# Is my cockateil starting to trust me!!!??



## XMelz (Jun 25, 2012)

I have a cockateil. It's a girl and she is smart. My moms friend gave it to us cz she couldn't take care of her.
She doesn't let me touch her yet though

She is really smart. If u put Ur fingers in front of her she will hop. But sometimes. The first day she was really friendly but I guess she realized she was going to stay for a long time so she hates when we take her out of the cage. I'm taking her out everyday now for an hour. She likes to be in the shoulder anyways she started doing this. Is she starting to trust me??

-she eats off my hand
-she now finally cleans her feather on me. Before she didn't do it cz she wouldn't take her eyes off of me
- she chirps in my ear
-she kisses me if I put my lips close to her (I know saliva is bad though)

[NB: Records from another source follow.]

PR #106, opened 2022-06-08
Add support for qThreadExtraInfo

### LINKED ISSUE #104: `qThreadExtraInfo` support
While porting probe-rs to use gdbstub I found two packets that would be helpful to respond to:

~~`qC` - this queries the current thread ID.  WIthout responding GDB works correctly, but the client emits a message that may be confusing to end users.~~  Edit: `qC` is no longer needed after debugging an issue with `?` in the thread.

`qThreadExtraInfo` - this allows the stub to provide a string of extra data about a thread.  It's a free form string that is displayed on the client and can be useful for adding extra detailed status or thread names, for example.

Both of these would produce a better experience for the probe-rs logic and I'd be glad to take a shot at producing a PR that adds the logic.  Before I do I wanted some feedback on how to approach this.  

Both packets feel like appropriate functions on the `MultiThreadBase` trait.  To avoid a break I could add them with default implementations - `qC` could return the first value from `list_active_threads` and `qThreadExtraInfo` could return a 0 byte string by default.  This avoids a break, but it puts a bit more burden on the implementor to realize these are options for them to extend.

Any thoughts / feedback on this?

thefaxman:
### Description

Add a new sub-IDET for `MultiThreadBase` to respond with extra information about a thread.

Closes #104 

### API Stability

- [X] This PR does not require a breaking API change

### Checklist

- Implementation
  - [X] `cargo build` compiles without `errors` or `warnings`
  - [X] `cargo clippy` runs without `errors` or `warnings`
  - [X] `cargo fmt` was run
  - [X] All tests pass
- Documentation
  - [X] rustdoc + approprate inline code comments
  - [X] Updated CHANGELOG.md
  - [X] (if appropriate) Added feature to "Debugging Features" in README.md
  - [X] Included a basic sample implementation in `examples/armv4t`
  - [X] Included output of running `examples/armv4t` with `RUST_LOG=trace` + any relevant GDB output under the "Validation" section below
  - [X] Confirmed that IDET can be optimized away (using `./scripts/test_dead_code_elim.sh` and/or `./example_no_std/check_size.sh`)

### Validation

<details>
<summary>GDB output</summary>

```
(gdb) info thread
  Id   Target Id            Frame 
* 1    Thread 1.1 (CPU Cpu) 0x55550000 in ?? ()
  2    Thread 1.2 (CPU Cop) 0x55550000 in ?? ()
(gdb) 
```

</details>

<details>
<summary>armv4t output</summary>

```
 TRACE gdbstub::protocol::recv_packet     > <-- $qThreadExtraInfo,p1.1#85
 TRACE gdbstub::protocol::response_writer > --> $43505520437075#d2
 TRACE gdbstub::protocol::recv_packet     > <-- $qThreadExtraInfo,p1.2#86
 TRACE gdbstub::protocol::response_writer > --> $43505520436f70#02
```
</details>

### DIFF
--- a/examples/armv4t_multicore/gdb.rs
+++ b/examples/armv4t_multicore/gdb.rs
@@ -126,6 +126,13 @@ impl MultiThreadBase for Emu {
     ) -> Option<target::ext::base::multithread::MultiThreadResumeOps<'_, Self>> {
         Some(self)
     }
+
+    #[inline(always)]
+    fn support_thread_extra_info(
+        &mut self,
+    ) -> Option<gdbstub::target::ext::thread_extra_info::ThreadExtraInfoOps<'_, Self>> {
+        Some(self)
+    }
 }
 
 impl MultiThreadResume for Emu {
@@ -271,4 +278,21 @@ impl target::ext::breakpoints::HwWatchpoint for Emu {
 
         Ok(true)
     }
+}
+
+impl target::ext::thread_extra_info::ThreadExtraInfo for Emu {
+    fn thread_extra_info(&self, tid: Tid, buf: &mut [u8]) -> Result<usize, Self::Error> {
+        let cpu_id = tid_to_cpuid(tid)?;
+        let info = format!("CPU {:?}", cpu_id);
+
+        Ok(copy_to_buf(info.as_bytes(), buf))
+    }
+}
+
+/// Copy all bytes of `data` to `buf`.
+/// Return the size of data copied.
+pub fn copy_to_buf(data: &[u8], buf: &mut [u8]) -> usize {
+    let len = buf.len().min(data.len());
+    buf[..len].copy_from_slice(&data[..len]);
+    len
 }
--- a/src/protocol/commands/_qThreadExtraInfo.rs
+++ b/src/protocol/commands/_qThreadExtraInfo.rs
@@ -1,0 +1,32 @@
+use super::prelude::*;
+
+use crate::protocol::common::thread_id::ThreadId;
+use crate::protocol::ConcreteThreadId;
+
+#[derive(Debug)]
+pub struct qThreadExtraInfo<'a> {
+    pub id: ConcreteThreadId,
+
+    pub buf: &'a mut [u8],
+}
+
+impl<'a> ParseCommand<'a> for qThreadExtraInfo<'a> {
+    #[inline(always)]
+    fn from_packet(buf: PacketBuf<'a>) -> Option<Self> {
+        let (buf, body_range) = buf.into_raw_buf();
+        let body = buf.get(body_range.start..body_range.end)?;
+
+        if body.is_empty() {
+            return None;
+        }
+
+        match body {
+            [b',', body @ ..] => {
+                let id = ConcreteThreadId::try_from(ThreadId::try_from(body).ok()?).ok()?;
+
+                Some(qThreadExtraInfo { id, buf })
+            }
+            _ => None,
+        }
+    }
+}
--- a/src/stub/core_impl/thread_extra_info.rs
+++ b/src/stub/core_impl/thread_extra_info.rs
@@ -1,0 +1,37 @@
+use super::prelude::*;
+use crate::protocol::commands::ext::ThreadExtraInfo;
+use crate::target::ext::base::BaseOps;
+
+impl<T: Target, C: Connection> GdbStubImpl<T, C> {
+    pub(crate) fn handle_thread_extra_info<'a>(
+        &mut self,
+        res: &mut ResponseWriter<'_, C>,
+        target: &mut T,
+        command: ThreadExtraInfo<'a>,
+    ) -> Result<HandlerStatus, Error<T::Error, C::Error>> {
+        let ops = match target.base_ops() {
+            BaseOps::SingleThread(_) => return Ok(HandlerStatus::Handled),
+            BaseOps::MultiThread(ops) => match ops.support_thread_extra_info() {
+                Some(ops) => ops,
+                None => return Ok(HandlerStatus::Handled),
+            },
+        };
+
+        crate::__dead_code_marker!("thread_extra_info", "impl");
+
+        let handler_status = match command {
+            ThreadExtraInfo::qThreadExtraInfo(info) => {
+                let size = ops
+                    .thread_extra_info(info.id.tid, info.buf)
+                    .map_err(Error::TargetError)?;
+                let data = info.buf.get(..size).ok_or(Error::PacketBufferOverflow)?;
+
+                res.write_hex_buf(data)?;
+
+                HandlerStatus::Handled
+            }
+        };
+
+        Ok(handler_status)
+    }
+}
--- a/src/target/ext/thread_extra_info.rs
+++ b/src/target/ext/thread_extra_info.rs
@@ -1,0 +1,22 @@
+//! Provide extra information for a thread
+use crate::common::Tid;
+use crate::target::Target;
+
+/// Target Extension - Provide extra information for a thread
+pub trait ThreadExtraInfo: Target {
+    /// Provide extra information about a thread
+    ///
+    /// GDB queries for extra information for a thread as part of the
+    /// `info threads` command.  This function will be called once
+    /// for each active thread.
+    ///
+    /// A string can be copied into `buf` that will then be displayed
+    /// to the client.  The string is displayed as `(value)`, such as:
+    ///
+    /// `Thread 1.1 (value)`
+    ///
+    /// Return the number of bytes written into `buf`.
+    fn thread_extra_info(&self, tid: Tid, buf: &mut [u8]) -> Result<usize, Self::Error>;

She's been with us for like 2 months now


----------



## JaimeS (Nov 28, 2011)

Sounds like great progress! She is starting to trust you


----------



## stevechurch2222 (Sep 25, 2011)

Sounds like you are doing things right,as long as you go at her pace you should be fine and keep the training sessions 15 minutes long since cockatiels have a short attention span.


----------



## XMelz (Jun 25, 2012)

Thanks so much. She is my first cockateil. I used to have lovebird as a child and I rescued and raised a pigeon when I was like 8. When she grew up she would come flying everyday to my house but one day she came through the bathroom and fell in a bucket of water and drowned..


----------



## XMelz (Jun 25, 2012)

stevechurch2222 said:


> Sounds like you are doing things right,as long as you go at her pace you should be fine and keep the training sessions 15 minutes long since cockatiels have a short attention span.

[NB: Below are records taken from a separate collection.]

Issue #112, opened 2022-10-19
`TargetMismatch` did not help me fix wrong `Arch` implementation


geigerzaehler:
I recently started experimenting with this crate for AVR. When implementing the target I ran into `TargetMismatch` errors . The information in those errors was not enough for me to fix the issues—I had to dig through the source code instead.

The first issue was that `Arch::Usize` was different from what GDB send. To fix the issue I needed to know what GDB expected. The second issue was that `Arch::BreakpointKind` kind was different from what GDB sent. (I assumed that it would be `()`).

What would have helped me to fix this issues faster is an error message pointing to what to fix and how to fix it.

(Happy to provide a PR for this if you want me to.)

daniel5151:
Taking a step back: I think the broader issue here is that there is plenty of room for improvement in `gdbstub`'s error types _in general_.

I've learned quite a bit about proper error handling in Rust in the years since starting `gdbstub`, and one thing that's for certain is that you want to have error types that uniquely identify where in the code something failed - something that most certainly isn't the case in the library today.

I spent a bit of time looking through the current code, and honestly - I'm not sure if I have a good "easy" solution off the top of my head. My gut feeling is that the current approach of a single top-level Error enum isn't ideal (it has some semver compat guarantees I'm not a fan of, and isn't particularly well "organized" wrt. different classes of error), and that a more holistic rework of the error type is in order.

That is to say: thanks for the feedback, and for offering to help out with a PR here, but I think this is something I should take a stab at myself at some point :)

PR #115, opened 2022-10-27
`read_addrs()` can return fewer bytes than requested

### LINKED ISSUE #111: Allow `read_addrs()` to send fewer bytes than requested
GDBs `m` command allows the stub to respond with fewer bytes than requested if part of the memory is not accessible. Implementations of `SingleThreadBase::read_addrs()` cannot make use of that feature. If an implementation writes fewer bytes to the `data` argument the remaining bytes will be zero.

(Happy to provide a PR for this if you want me to.)

geigerzaehler:
### Description

The `read_addrs()` method for targets now returns a number of bytes that were read. This allows a target to gracefully signal the client that memory at an address range is not accessible.

I’ve implemented this functionality for the armv4t example to be able to test it.

Closes #111.

### API Stability

This PR requires a breaking API change.

### Checklist

- Implementation
  - [x] `cargo fmt` was run
  - [x] All tests pass
- Documentation
  - [ ] Updated CHANGELOG.md
  - ~~(if appropriate) Added feature to "Debugging Features" in README.md~~
- ~~_If implementing a new protocol extension IDET_~~
- ~~_If upstreaming an `Arch` implementation_~~

I’m not sure how to update the changelog.

#### Read before accessible area

```
(gdb) x 0x00
0x0:    Cannot access memory at address 0x0
```

```
TRACE gdbstub::protocol::recv_packet     > <-- $m0,4#fd
TRACE gdbstub::protocol::response_writer > --> $#00
```

#### Read partially accessible memory

```
(gdb) x/4xb 0x6554fffe
0x6554fffe:     0x00    0x00    Cannot access memory at address 0x65550000
```

```
TRACE gdbstub::protocol::recv_packet     > <-- $m6554fffe,1#35
TRACE gdbstub::protocol::response_writer > --> $00#60
TRACE gdbstub::protocol::recv_packet     > <-- $m6554ffff,1#36
TRACE gdbstub::protocol::response_writer > --> $00#60
TRACE gdbstub::protocol::recv_packet     > <-- $m65550000,1#5f
TRACE gdbstub::protocol::response_writer > --> $#00
```

#### Read after accessible area

```
(gdb) x 0x6555000e
0x6555000e:     Cannot access memory at address 0x6555000e
```

```
TRACE gdbstub::protocol::recv_packet     > <-- $m6555000e,4#97
TRACE gdbstub::protocol::response_writer > --> $#00
```

### DIFF
--- a/examples/armv4t/gdb/mod.rs
+++ b/examples/armv4t/gdb/mod.rs
@@ -196,11 +196,22 @@ impl SingleThreadBase for Emu {
         Some(self)
     }
 
-    fn read_addrs(&mut self, start_addr: u32, data: &mut [u8]) -> TargetResult<(), Self> {
-        for (addr, val) in (start_addr..).zip(data.iter_mut()) {
+    fn read_addrs(&mut self, start_addr: u32, data: &mut [u8]) -> TargetResult<usize, Self> {
+        // These values are taken from the link script.
+        const MEMORY_ORIGIN: u32 = 0x5555_0000;
+        const MEMORY_LENGTH: u32 = 0x1000_0000;
+        const MEMORY_END: u32 = MEMORY_ORIGIN + MEMORY_LENGTH;
+
+        if !(MEMORY_ORIGIN..MEMORY_END).contains(&start_addr) {
+            return Err(TargetError::NonFatal);
+        }
+
+        let end_addr = std::cmp::min(start_addr + data.len() as u32, MEMORY_END);
+
+        for (addr, val) in (start_addr..end_addr).zip(data.iter_mut()) {
             *val = self.mem.r8(addr)
         }
-        Ok(())
+        Ok((end_addr - start_addr) as usize)
     }
 
     fn write_addrs(&mut self, start_addr: u32, data: &[u8]) -> TargetResult<(), Self> {
--- a/src/stub/core_impl/base.rs
+++ b/src/stub/core_impl/base.rs
@@ -238,7 +238,7 @@ impl<T: Target, C: Connection> GdbStubImpl<T, C> {
 
                     let addr = addr + NumCast::from(i).ok_or(Error::TargetMismatch)?;
                     let data = &mut buf[..chunk_size];
-                    match target.base_ops() {
+                    let data_len = match target.base_ops() {
                         BaseOps::SingleThread(ops) => ops.read_addrs(addr, data),
                         BaseOps::MultiThread(ops) => {
                             ops.read_addrs(addr, data, self.current_mem_tid)
@@ -249,6 +249,8 @@ impl<T: Target, C: Connection> GdbStubImpl<T, C> {
                     n -= chunk_size;
                     i += chunk_size;
 
+                    // TODO: add more specific error variant?
+                    let data = data.get(..data_len).ok_or(Error::PacketBufferOverflow)?;
                     res.write_hex_buf(data)?;
                 }
                 HandlerStatus::Handled
--- a/src/target/ext/base/multithread.rs
+++ b/src/target/ext/base/multithread.rs
@@ -43,17 +43,25 @@ pub trait MultiThreadBase: Target {
         None
     }
 
-    /// Read bytes from the specified address range.
+    /// Read bytes from the specified address range and return the number of
+    /// bytes that were read.
     ///
-    /// If the requested address range could not be accessed (e.g: due to
-    /// MMU protection, unhanded page fault, etc...), an appropriate non-fatal
-    /// error should be returned.
+    /// Implementations may return a number `n` that is less than `data.len()`
+    /// to indicate that memory starting at `start_addr + n` cannot be
+    /// accessed.
+    ///
+    /// Implemenations may also return an appropriate non-fatal error if the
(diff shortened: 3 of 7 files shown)


examples/armv4t/gdb/mod.rs
```diff
@@ -196,11 +196,22 @@ impl SingleThreadBase for Emu {
...
-    fn read_addrs(&mut self, start_addr: u32, data: &mut [u8]) -> TargetResult<(), Self> {
-        for (addr, val) in (start_addr..).zip(data.iter_mut()) {
+    fn read_addrs(&mut self, start_addr: u32, data: &mut [u8]) -> TargetResult<usize, Self> {
+        // These values are taken from the link script.
+        const MEMORY_ORIGIN: u32 = 0x5555_0000;
+        const MEMORY_LENGTH: u32 = 0x1000_0000;
+        const MEMORY_END: u32 = MEMORY_ORIGIN + MEMORY_LENGTH;
+
+        if !(MEMORY_ORIGIN..MEMORY_END).contains(&start_addr) {
+            return Ok(0);
```
daniel5151, line 206: It feels like it'd be more appropriate to return an error here? I know that's not what the old implementation did, but if we're already here changing things up...

src/stub/core_impl/base.rs
```diff
@@ -238,18 +238,19 @@ impl<T: Target, C: Connection> GdbStubImpl<T, C> {
...
                         }
                     }
                     .handle_error()?;
+                    debug_assert!(data_len <= data.len());
 
                     n -= chunk_size;
                     i += chunk_size;
 
-                    res.write_hex_buf(data)?;
+                    res.write_hex_buf(&data[..data_len])?;
```
daniel5151, line 253: one key goal of `gdbstub` is to be panic free, which means this code needs to be resilient against misbehaving target implementations that return a longer than expected length.

that means no asserts/debug_asserts, and no direct indexing (unless the bounds check has been optimized out)

The way this is currently done throughout the codebase is by doing something like

```rust
// TODO: add more specific error variant?
data.get(..data_len).ok_or(Error::PacketBufferOverflow)?
```

If you grep for that error type around the codebase, you'll find many comments along the lines of `// TODO: add more specific error variant?`, since it's not _really_ appropriate to recycle this error for this use case.

...buuuut that's a bigger fish to fry. for this PR, just do what other code is doing (including that same comment), and I might take a pass at fixing it as part of tackling #112

daniel5151 (changes requested):
all up this looks good!

oh, and I suppose I don't actually mention it anywhere (I really should): I use nightly rustfmt in `gdbstub` to automatically wrap doc comments, so you'll have to fix that.

geigerzaehler:
I’ve addressed all your comments. Sorry I took a while.

daniel5151:
> Sorry I took a while.

all good :)

I'll take a look in the next day or two

src/target/ext/base/singlethread.rs
```diff
@@ -32,15 +32,19 @@ pub trait SingleThreadBase: Target {
...
     ///
-    /// Implementations may return a number `n` that is less than `data.len()` to indicate that
-    /// memory starting at `start_addr + n` cannot be accessed.
+    /// Implementations may return a number `n` that is less than `data.len()`
+    /// to indicate that memory starting at `start_addr + n` cannot be
+    /// accessed.
     ///
-    /// Implemenations may also return an appropriate non-fatal if the requested address range
-    /// could not be accessed (e.g: due to MMU protection, unhanded page fault, etc...).
+    /// Implemenations may also return an appropriate non-fatal if the requested
```
daniel5151, line 42: missed a word. ditto in the same comment up in `multithread.rs`

```suggestion
    /// Implemenations may also return an appropriate non-fatal error if the requested
```

daniel5151 (changes requested):
one minor doc issue + a clippy lint that needs to get resolved, but aside from that, this LGTM!

geigerzaehler:
I‘ve fixed the lint and the docs. Should be good to go know :crossed_fingers:

src/target/ext/base/multithread.rs
```diff
@@ -43,17 +43,25 @@ pub trait MultiThreadBase: Target {
...
+    /// bytes that were read.
     ///
-    /// If the requested address range could not be accessed (e.g: due to
-    /// MMU protection, unhanded page fault, etc...), an appropriate non-fatal
-    /// error should be returned.
+    /// Implementations may return a number `n` that is less than `data.len()`
+    /// to indicate that memory starting at `start_addr + n` cannot be
+    /// accessed.
+    ///
+    /// Implemenations may also return an appropriate non-fatal if the requested
```
daniel5151, line 53:
```suggestion
    /// Implemenations may also return an appropriate non-fatal error if the requested
```

daniel5151 (changes requested):
...sorry to keep nitpicking, but in my earlier comment, I also mentioned that you needed to fix both places that had the doc issue.

src/target/ext/base/multithread.rs
geigerzaehler: My bad. I fixed the second instance too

Ur cockatiel looks just like mine!!!! Is it a girl or a boy


----------



## LucytheTiel (Jun 7, 2012)

Sounds like great progress. I haven't had my 'tiel for very long and I've gone through exactly what you've gone through and it's one of the best feelings in the world when your 'tiel begins to trust you


----------



## JaimeS (Nov 28, 2011)

XMelz said:


> Ur cockatiel looks just like mine!!!! Is it a girl or a boy


Steve's cockatiel is a boy. If yours looks like his, with a solid white head, he is a boy too  The girls don't get much white on their heads. We could tell you for sure with pictures


----------



## Ghosth (Jun 25, 2012)

Your doing great, keep it up. 

Once they are comfortable enough to sit on your shoulder and preen you know your getting places!


----------